“Prisão nos Andes”: Thriller político explora justiça e memória em trama repleta de suspense | 2024
Exibido no Festival de Londres, “Prisão nos Andes” marca a estreia de Felipe Carmona na direção de longas-metragens. Para um primeiro trabalho, o controle sobre a narrativa e o apuro estético revelam uma maturidade surpreendente. De forma ousada, o cineasta se impõe um desafio significativo: todos os personagens são figuras profundamente repulsivas, e, ainda assim, Carmona evita apelar para empatia ou comoção, retratando-os como seres realmente nocivos. Isso levanta uma questão importante: como sustentar o interesse do público diante de personagens desagradáveis sem que esse sentimento não comprometa ou contamine a percepção da obra como um todo? Carmona supera essa barreira ao moldar o filme como um thriller instigante, utilizando o mistério para manter o espectador engajado, mesmo em meio a figuras tão aversivas.
A trama acompanha cinco dos mais brutais torturadores da ditadura de Pinochet, que cumprem longas penas em uma prisão isolada aos pés da Cordilheira dos Andes. Apesar de suas condenações, que somam séculos, os ex-militares desfrutam de privilégios, vivendo sob a vigilância complacente de guardas que mais parecem seus servos. A rotina tranquila é interrompida quando uma equipe de televisão entrevista um dos detentos, cujas declarações desencadeiam consequências inesperadas. O ambiente, antes pacato, rapidamente se transforma em um cenário de tensão crescente, delírios e violência, mergulhando o local em caos absoluto.
Um dos aspectos mais intrigantes em uma trama política é a capacidade de tornar atual um discurso ultrapassado, revelando como ideias aparentemente datadas continuam a ressoar no presente. Em “Prisão nos Andes”, acompanhamos eventos recentes sob a ótica de personagens cujas falas e pensamentos evocam ideologias das décadas de 1960 e 1970, período marcado por golpes militares e regimes autoritários em toda a América do Sul. Essas mesmas narrativas, hoje naturalizadas e recorrentes, revelam como discursos que outrora refletiam contextos autoritários continuam a ecoar atualmente, demonstrando a permanência dessas ideias ao longo do tempo.
O longa foca em cinco militares de alta patente, com o drama se desenvolvendo principalmente ao redor deles. No entanto, à margem da história, os guardas – especialmente um em particular – têm um papel crucial, acrescentando uma dimensão que dialoga diretamente com o contexto social abordado. Assim, três elementos sustentam a narrativa: o foco nos militares, a presença dos guardas como força auxiliar, e um terceiro artifício oculto interessante – o impacto popular. A crise é desencadeada por uma entrevista concedida por um dos detentos, e todos os desdobramentos resultam da repercussão popular. Curiosamente, esse público e a revolta nunca aparecem; essa ausência é um recurso visual engenhoso, que faz uso da sugestão para criar tensão. É como se uma narrativa paralela acontecesse fora de cena, ampliando o impacto dramático e instigando o espectador a imaginar o que está além das câmeras.

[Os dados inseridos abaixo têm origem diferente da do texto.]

PR #7, opened 2021-01-30
Automatically configure workers internally

MilesCranmer:
cc @patrick-kidger

EquationSearch now takes two new optional kwargs:
- `numprocs` which allows one to set the number of workers to set up
- `procs`, which allows one to explicitly pass the indices of worker nodes.

The `procs` argument allows one to run the equation search on a set part of a cluster, so that they are not automatically distributed over all nodes. The `numprocs` basically makes it easier to do multiprocessing - one doesn't need to use `@everywhere` when setting up the code.

Example:
```julia
include("src/SymbolicRegression.jl")
using .SymbolicRegression
using SymbolicUtils

X = randn(Float32, 5, 100)
y = 2 * cos.(X[4, :]) + X[1, :] .^ 2 .- 2

inv(x) = 1/x

options = SymbolicRegression.Options(
    binary_operators=(+, *),
    unary_operators=(cos, exp, inv),
    npopulations=2
)
niterations = 2

hallOfFame = EquationSearch(X, y, niterations=niterations, options=options, numprocs=4)

dominating = calculateParetoFrontier(X, y, hallOfFame, options)
eqn = node_to_symbolic(dominating[end].tree, options, evaluate_functions=true)

print(simplify(eqn*5 + 3)) # simplify with SymbolicUtils.jl
```

This is a draft PR right now because I can't quite get it to work... any idea what this bug is from @patrick-kidger?
```
ERROR: LoadError: On worker 2:
UndefVarError: SymbolicRegression not defined
deserialize_module at /Users/julia/buildbot/worker/package_macos64/build/usr/share/julia/stdlib/v1.5/Serialization/src/Serialization.jl:956
...
...
...
 [1] sync_end(::Channel{Any}) at ./task.jl:314
 [2] macro expansion at ./task.jl:333 [inlined]
 [3] EquationSearch(::Array{Float32,2}, ::Array{Float32,1}; niterations::Int64, weights::Nothing, varMap::Nothing, options::Options{Tuple{typeof(+),typeof(*)},Tuple{typeof(cos),typeof(exp),typeof(inv)}}, numprocs::Nothing, procs::Nothing) at /Users/mcranmer/SymbolicRegression.jl/src/SymbolicRegression.jl:137
 [4] top-level scope at /Users/mcranmer/SymbolicRegression.jl/example.jl:17
 [5] include(::Function, ::Module, ::String) at ./Base.jl:380
 [6] include(::Module, ::String) at ./Base.jl:368
 [7] exec_options(::Base.JLOptions) at ./client.jl:296
 [8] _start() at ./client.jl:506
in expression starting at /Users/mcranmer/SymbolicRegression.jl/example.jl:17
```


MilesCranmer:
@ChrisRackauckas do you know of a good way to initialize all module methods on workers which get created at runtime *within* said module?

patrick-kidger:
So I'm having a look at this now.

Independently of this, I would note that you also need to activate the current environment on each worker, as they don't automatically inherit the current environment. I'm not sure how to get the currently activated environment programatically, though once you have actually activating it is easy, `Pkg.activate(...)`.

patrick-kidger:
Side note, I don't think the nested `@async @spawnat ...` is really necessary? It looks like `@spawnat` returns a future, and indeed the following prints only 2 seconds:

```julia
using Distributed

procs = addprocs(10)

@time begin
   futures = []
   for proc in procs
       push!(futures, @spawnat proc sleep(2))
   end
   for fut in futures
       fetch(fut)
   end
end
```

Anyway, I've managed to produce the following MWE for the issue you're describing:
```julia
module A
    using Distributed

    procs = addprocs(10)

    begin
       futures = []
       for proc in procs
           push!(futures, @spawnat proc sleep(2))
       end
       for fut in futures
           fetch(fut)
       end
   end
end
```
```
ERROR: On worker 6:
UndefVarError: A not defined
```

So it's definitely just the encapsulation inside the module that's producing funny behaviour, not whatever it is that you're running.

MilesCranmer:
Thanks, good catch on the `@async` redundancy.

Yeah, this seems like a tricky problem. On the discourse I can't find any working example of adding a user-defined number of procs inside a module. Maybe it is just standard to always set up the procs on the user's end, and pass those procs to the function call....

MilesCranmer:
Also, I should probably switch to using this function instead of just calling the same `include` on the worker nodes, since the path might be different for workers: https://github.com/ChrisRackauckas/ParallelDataTransfer.jl/blob/07333b5693e812ea283b969ae8f9e887098a3e69/src/ParallelDataTransfer.jl#L80

MilesCranmer:
Okay, it actually looks looks doable using this package Reexport, e.g., they addprocs inside a module here: https://github.com/USCqserver/HPCManager.jl/blob/84d77316cee9794dbcbc03e22fda29af3816e7ed/src/HPCManager.jl

https://github.com/simonster/Reexport.jl

MilesCranmer:
Hm, doesn't seem to work (hangs).

Maybe this one: https://github.com/CliMA/GriddingMachine.jl/blob/e7584c1adf90b20d6b80cb131c74ecb78933f93f/src/Gridding/workers.jl#L34

patrick-kidger:
> since the path might be different for workers

In a multi-computer distributed setup? Makes sense, I think.

> doable using this package Reexport

I think that's unrelated. They're just making `HPCManager` also provide everything that `Distributed` does, plus all of their stuff, as a convenience.

MilesCranmer:
I tried the following code inside EquationSearch - it seems to run (though I guess we should only run this if `need_remove_procs` is set `true` (meaning SymbolicRegression.jl created the processes):
```julia
    @everywhere procs begin
        Base.MainInclude.eval(include(joinpath(@__DIR__, "SymbolicRegression.jl")))
        Base.MainInclude.eval(using .SymbolicRegression)
    end
```
and it doesn't complain about the module anymore. These actually execute okay.

However, after this, after the `@spawnat`'s launch, it seems to hang. So my guess is there's an error happening inside the workers somewhere...

MilesCranmer:
@patrick-kidger I got the minimal working example working! See this code:

`mwe.jl`
```julia
module A
	export test
	using Distributed

	function test(procs)
		futures = []
		for proc in procs
			push!(futures, @spawnat proc println("Hello from $proc"))
		end
		for fut in futures
			fetch(fut)
		end
	end

	function test()
		procs = addprocs(10)
		@everywhere procs begin
			Base.MainInclude.eval(include(@__FILE__))
			Base.MainInclude.eval(using .A)
		end
		test(procs)
	end
end
```

`run.jl`
```julia
include("mwe.jl")
using .A
test()
```

Output, despite the user script not importing `Distributed`:
```
      From worker 9:    Hello from 9
      From worker 6:    Hello from 6
      From worker 10:   Hello from 10
      From worker 7:    Hello from 7
      From worker 3:    Hello from 3
      From worker 2:    Hello from 2
      From worker 4:    Hello from 4
      From worker 5:    Hello from 5
      From worker 11:   Hello from 11
      From worker 8:    Hello from 8
```

patrick-kidger:
Amazing!

Meanwhile, I'm happy to say that I've figured out how to make projects/environments work.

Putting them together, I've tested that the following works when installed as a package called `SymbolicRegression`:
```julia
# SymbolicRegression.jl

module SymbolicRegression

import Distributed
import Pkg

function test(procs)
    # Set up each worker process
    project_path = splitdir(Pkg.project().path)[1]
    Distributed.@everywhere procs begin
        Main.eval(quote
            import Pkg
            Pkg.activate($$project_path)
            import SymbolicRegression
        end)
    end

    Distributed.pmap(_->println("Hello from " * string(Distributed.myid())), Distributed.WorkerPool(procs), 1:6)
end

function test(num_procs::Integer)
    project_path = splitdir(Pkg.project().path)[1]
    procs = Distributed.addprocs(num_procs)
    try
        test(procs)
    finally
        Distributed.rmprocs(procs)
    end
end

end
```

This seems to be extremely fragile. If  `@everywhere` is replaced with `@spawnat` it doesn't work. Curiously if `import SymbolicRegression` is replaced with your use of `MainInclude`, it also doesn't work. I don't know if that's related to being installed as a package or not.

MilesCranmer:
Actually I think the `@__FILE__` and `using .SymbolicRegression` should already do this, no? Because `@__FILE__` should locate the version of the code it has imported - even if it's inside a project environment? (it should be the same file used by the head node)

I pushed a commit to implement this in the module - it seems to work! (at least with a local install).

However, one big issue is I can't seem to pass operators that are defined by the user to the workers (i.e., not defined by the package). Will keep looking at this...

MilesCranmer:
Okay, it seems like it is REALLY hard to pass functions to workers, where the function symbol is passed by the user to a function, and the function is only defined on the head node.

This is the closest I've gotten: https://discourse.julialang.org/t/easy-way-to-send-custom-function-to-distributed-workers/22118/2, but I just can't seem to replace `my_func` with the user-passed operator name:

```julia
        for op in (options.binops..., options.unaops...)
            @everywhere procs @eval function $op end
            #^ this part fails.It works if I write the function explicitly.
            for m in methods(op)
                @everywhere procs @eval $m
            end
        end
```
I've `@macroexpand`ed so many different macros in Distributed, but cannot for the life of me get this to work...

I've even started to try to use `Base.uncompressed_ast(first(methods(op)))` to get the source for a function, and send that to workers to evaluate. Maybe that's a promising route but it feels a bit overkill. However I can't even get that to run...

patrick-kidger:
In response to your first comment: I think there's a slight difference in that my approach involves loading `SymbolicRegression` as a package, whilst yours makes it a local module. I think that should mean mine takes advantage of precompilation whilst yours doesn't, but beyond that I don't know if it's important.

For the second point, I don't have any issue. Modifying by example above like so:

```julia
module SymbolicRegression

import Distributed
import Pkg

function test(procs, fn)
    # Set up each worker process
    project_path = splitdir(Pkg.project().path)[1]
    Distributed.@everywhere procs begin
        Main.eval(quote
            import Pkg
            Pkg.activate($$project_path)
			import SymbolicRegression
        end)
    end

    Distributed.pmap(_->println("Hello with value " * string(fn(Distributed.myid()))), Distributed.WorkerPool(procs), 1:6)
end

function test(num_procs::Integer, fn)
    project_path = splitdir(Pkg.project().path)[1]
    procs = Distributed.addprocs(num_procs)
    try
        test(procs, fn)
    finally
        Distributed.rmprocs(procs)
    end
end

end

# On the REPL
import SymbolicRegression
SymbolicRegression.tests(2, x->x)
```

MilesCranmer:
> takes advantage of precompilation

Ah, good call, right! Will change it.

Regarding the example you posted, two comments:

1. I'm not sure if this is true, but passing `x->x` might be different than writing:
```julia
id(x) = x
SymbolicRegression.test(2, id)
```
But again, not sure if passing `x->x` will include more information for the workers or not...
2. Even so, I can't actually run your example. I get this error when running from the REPL:
```julia
ERROR: On worker 2:
UndefVarError: #1#2 not defined
```
Which is the same error I get when trying to pass functions to workers normally. Not sure how you are specifically running it, but I think the workers need to explicitly be passed the function somehow.


---

I think the example here: https://discourse.julialang.org/t/easy-way-to-send-custom-function-to-distributed-workers/22118/2 should be enough to do it. I just can't figure out the right combination of `@eval`, `$` and `:()` to get it working...

i.e., this is fine:
```julia
@everywhere workers() @eval function my_func end
```

but this gives an error:
```julia
tmp = my_func
@everywhere workers() @eval function $tmp end
```
error:
```
ERROR: On worker 2:
UndefVarError: #my_func not defined
```

This is driving me crazy but I can't seem to figure out the difference, even after exploring the `@macroexpand`s.

This is the closest I could get by macro expanding, and making sure that the correct function name is inside the expression *before* being passed to the worker:
```julia
tmp2 = :(function $tmp end)
let tmp3 = Expr(:copyast, :($(QuoteNode(:(@eval($tmp)))))), tmp4 = workers()
    Distributed.remotecall_eval(Distributed.Main, tmp4, tmp3)
end
```
but this gives me this strange error:

```
ERROR: LoadError: type GeneratedFunctionStub has no field inferred
```

MilesCranmer:
Okay I got it working. The code is ugly but now it seems to actually run with a custom operator!

The two fixes: need to pass the name of the operator to the `@eval`, and also should avoid re-defining existing operators - hence the `catch` being used. I think my re-defining of existing operators was causing the error above.

```julia
        for degree=1:2
            ops = degree == 1 ? options.binops : options.unaops
            for op in ops
                try
                    if degree == 1
                        fetch(@spawnat next_worker() op(convert(T, 0)))
                    else
                        fetch(@spawnat next_worker() op(convert(T, 0), convert(T, 0)))
                    end
                catch
                    name = nameof(op)
                    src_ms = methods(op).ms
                    @everywhere procs @eval function $name end
                    for m in src_ms
                        @everywhere procs @eval $m
                    end
                end
            end
        end
```

MilesCranmer:
Followup question: do you know how to detect whether the user is importing via 
```using .SymbolicRegression``` or
```using SymbolicRegression```? Since we likely don't want to import the installed version in worker nodes if the head node is using an included local version (though I guess this just applies to developers of this package...).

**Comment by patrick-kidger** [comment]
1. There's slight differences, I think: the first one introduces a name into the current scope, after all. I also don't know if that matters.

2. The example in my last comment works when used as a package. Indeed I'm not surprised that it won't work from the REPL (although curiously I get a different error to you when I try). Somehow we need to specify the code to send to the worker processes, and everything we've been doing so far has been predicated on that code existing in the file system somewhere -- whether accessed via `include` (as per some time ago now) or `import` (as per above).

The above also applies to your last comment. In principle I think one could try looking in `Base.loaded_modules`, but I think that'll probably be too much magic, and will end up biting us in some edge case.

I'm quite skeptical about both the try/catch and the eval'ing of functions. It seems complicated and error-prone. For example it will trigger if the user-provided op raise an error. Additionally in the catch branch, why do you define a zero-argument version of the function, and then define all its actual methods afterwards?

**Comment by patrick-kidger** [comment]
By the by, it'd be worth thinking about whatever we do also making sense in a single-process-single-thread or single-process-multi-threaded context. I assume you explicitly need distributed operation (over threaded operation) or else you wouldn't be doing this, but I think most applications I'd end up using this for would prefer to keep this on one machine with a threaded approach.

**Comment by MilesCranmer** [comment]
1. I think it's actually better if anonymous functions are disallowed here, purely because the user wouldn't be able to recognize them in the printed-out equations anyway! The operators just get displayed like `#1`. Maybe I should add an error for this.
2. Great points. I think `Base.loaded_modules` is a good idea - it seems like that's what Julia checks for existing packages anyway to see if there is a re-definition. 
3. (re: try/catch) - I just added code to check that the code gives `UndefVarError`, which is what we are looking for. It's definitely complex to get this working, but it just doesn't seem like adding procs within a module is very well supported, so I guess we are trail-blazing a bit...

Há quem questione o crescente número de produções sobre ditaduras na América do Sul. No Brasil, em particular, o cinema que retrata o período da ditadura é frequentemente criticado como repetitivo, sendo visto por alguns como reflexo de falta de criatividade ou até mesmo como instrumento de doutrinação. Curiosamente, esse olhar crítico raramente se volta à abundância de filmes norte-americanos de guerra ou dramas de tribunal, muitos dos quais são produzidos com clara intenção nacionalista e um discurso populista e patriótico. A verdade é que as ditaduras deixaram uma marca profunda em nosso continente, e as autocracias fazem parte de uma história que precisa, sim, ser contada, lembrada e relembrada. Mesmo com esse esforço, há quem negue ou rejeite esse legado, mas, diante das ameaças sombrias que ainda persistem, o cinema e a arte em geral, embora não tenham a obrigação de tal função, podem ser poderosas ferramentas para manter vivo o passado e evitar que ele seja esquecido ou, pior, repetido.